# Front mounted hydraulic pump



## HermitJohn (May 10, 2002)

I recently bought a MF65 and pretty much decided to mount a front auxilary hydraulic pump to power loader. Cant find clear info on mounting front hydraulic pumps anywhere. Burdens has pumps cheap enough, but how to connect to front of engine driveshaft is mystery. 

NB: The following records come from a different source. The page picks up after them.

PR #172, opened 2020-06-05
Archive parkings

japauliina:
The prevent the Parking table becoming too big, add a possibility to archive old parkings.


parkings/migrations/0038_auto_20200603_0748.py
```diff
@@ -0,0 +1,51 @@
+# Generated by Django 2.2.12 on 2020-06-03 07:48
```
suutari-ai, line 1: Please rename this migration so that it will have a better name than "auto..."

parkings/models/parking.py
```diff
@@ -42,17 +42,13 @@ def registration_number_like(self, registration_number):
...
-class Parking(TimestampedModelMixin, UUIDPrimaryKeyMixin):
+class AbstractParking(TimestampedModelMixin, UUIDPrimaryKeyMixin):
     VALID = 'valid'
     NOT_VALID = 'not_valid'
 
-    region = models.ForeignKey(
-        Region, null=True, blank=True, on_delete=models.SET_NULL,
-        related_name='parkings', verbose_name=_("region"),
-    )
+    region = models.ForeignKey(Region, null=True, blank=True, on_delete=models.SET_NULL, verbose_name=_("region"))
```
suutari-ai, line 49: I guess this is just for removing the related_name? It would be better to not touch the styling while removing this single argument.

I think the related_name  needs to be added to the Parking model then again.

suutari-ai: Oh, there was a default_related_name. Didn't know that such thing exists. Nice. :)

parkings/models/parking.py
```diff
@@ -152,7 +144,7 @@ def save(self, update_fields=None, *args, **kwargs):
             self.normalized_reg_num = (
                 self.normalize_reg_num(self.registration_number))
 
-        super(Parking, self).save(update_fields=update_fields, *args, **kwargs)
+        super(AbstractParking, self).save(update_fields=update_fields, *args, **kwargs)
```
suutari-ai, line 147: You can use the cleaner `super()` without arguments here, since this is a Python 3 code base.

parkings/utils.py
```diff
@@ -0,0 +1,18 @@
...
+def archive_parkings(time):
+    parkings_to_archive = Parking.objects.filter(time_end__lte=time)
+
+    for parking in parkings_to_archive:
+        with transaction.atomic():
+            fields = [field.name for field in AbstractParking._meta.fields]
+            values = dict([(field, getattr(parking, field)) for field in fields])
+            archived_parking = ArchivedParking(**values)
+            archived_parking.save()
+            parking.delete()
```
suutari-ai, line 16: I think this would be better as manager method in the ParkingsQuerySet.

I think the methods in the ParkingQuerySet could be something like this:
```python

# in the management command
    def handle(...)
        parkings_to_archive = Parking.objects.ends_before(before)
        if confirm:
             print(parkings_to_archive.count()) # etc.
        parkings_to_archive.archive()


class ParkingQuerySet(...):
    def ends_before(self, time):
        self.exclude(time_end=None).filter(time_end__lt=time)

    def archive(self):
        for parking in self:
            parking.archive()

class Parking(...):
    def archive(self):
        archived_parking = self.make_archived_parking()
        with transaction.atomic():
            archived_parking.save()
            self.delete()
            return archived_parking

    def make_archived_parking(self):
        fields = [x.name for x in self._meta.fields]
        values = {x: getattr(self, x) for x in fields}
        return ArchivedParking(**values)


class ArchivedParking(...):
    def archive(self):
        return self
```

suutari-ai:
Should modified_at and created_at be handled somehow specially? At least when I tried something similar locally I wasn't able to preserve those values.

IMHO it would be best to preserve the values of created_at and modified_at in the ArchivedParking.

suutari-ai:
The easiest way I can think of for preserving the created_at and modified_at timestamps of the archived parkings is something like this (if this just works -- didn't test):
```python
class ArchivedParking(AbstractParking):
    created_at = models.DateTimeField(verbose_name=_("time created"))
    modified_at = models.DateTimeField(verbose_name=_("time modified"))
    archived_at = models.DateTimeField(auto_now_add=True, verbose_name=_("time archived"))
```

I.e. removing the auto_now_add and auto_now from the fields. Also added a new field archived_at with auto_now_add=True so that the time of archiving is available.

parkings/tests/test_archive_parkings.py
```diff
@@ -0,0 +1,43 @@
...
+
+    assert Parking.objects.all().count() == 0
+    assert ArchivedParking.objects.all().count() == 1
+
+    archived_parking = ArchivedParking.objects.first()
+
+    assert archived_parking.id == parking.id
+    assert archived_parking.registration_number == parking.registration_number
+    assert archived_parking.time_end == parking.time_end
+    assert archived_parking.location == parking.location
```
suutari-ai, line 43: add modified_at and created_at to this list

parkings/models/parking.py
```diff
@@ -79,18 +73,16 @@ class Parking(TimestampedModelMixin, UUIDPrimaryKeyMixin):
...
+        PaymentZone, on_delete=models.PROTECT,
         verbose_name=_("PaymentZone"), null=True, blank=True)
     is_disc_parking = models.BooleanField(verbose_name=_("disc parking"), default=False)
 
     objects = ParkingQuerySet.as_manager()
 
     class Meta:
-        verbose_name = _("parking")
-        verbose_name_plural = _("parkings")
+        abstract = True
```
suutari-ai, line 85: Maybe the methods after this could be on the Parking model rather than in the AbstractParking? Just thinking that ArchivedParking should probably not have the customization of the save method and they could have a different `__str__`.  Or the `__str__` could be in the base class and then just call super in the `ArchivedParking.__str__` and add string `archived` to it, or similar.

PR #182, opened 2020-08-06
Fix pagination of valid_permit_item endpoint in Enforcement API

suutari-ai:
The pagination of valid_permit_item endpoint in the Enforcement API
didn't work correctly.  When querying all the pages, the results didn't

Closest I came is http://tracparts.com/Merchant2/merchant.mvc?page=T/PROD/mfhydraulicpumpdriveshafts/A-707166M92

which shows a front hydraulic pump "driveshaft". Best I can tell this driveshaft screws? into front end of engine crank and then pump's shaft fits into other end. Brackets apparently have to be fabricated to mount the pump. (looking at price, apparently they are very proud of this driveshaft also) It also is for a MF165, which should be very simular to my MF65 (think MF165 is just updated version of MF65) but thats unknown for sure also. Hard to get good look at where pump would go do to steering stuff in way. MF really wanted to make this tractor compact and went out of way to cram everything together as much as possible. Apparently steering pitman arm also has to be modified so as not to interfer with the pump driveshaft.


----------



## agmantoo (May 23, 2003)

Hermit, I do not have a 65 to look at but I have known people to make a drive shaft from a steering shaft and joint from a truck. Usually on factory kits the shaft is driven from a splined sprocket that is affixed to the front side of the crankshaft pulley. This is normally a slip fit affair and the shaft just slides into the pulley mounted spline. This is also a wear area as the spine seldom gets greased. Older tractors with a hand crank had the pump driven from the crank adapter. If you can weld a piece of pipe onto the face of the crankshaft pulley then cross drill the pipe to insert a pin. Next, you could weld a smaller diameter piece on the borrowed steering driveshaft and insert that inside the pipe on the pulley and install the drive pin and you should be good to go. The pump end of the steering shaft can be modified similarly as to it was mounted to the steering box and the cross joint will compensate for alignment error.


----------



## moopups (May 12, 2002)

Keep in mind that belt driven hydraulic pumps are also available if there is room enough some where near the side of the block.


----------



## Blu3duk (Jun 2, 2002)

Have you considered a pto mounted motor? probably a different set of problems, but if the one mitch suggested does not fit, there does remain that opportunity for the tractors having pto shafts.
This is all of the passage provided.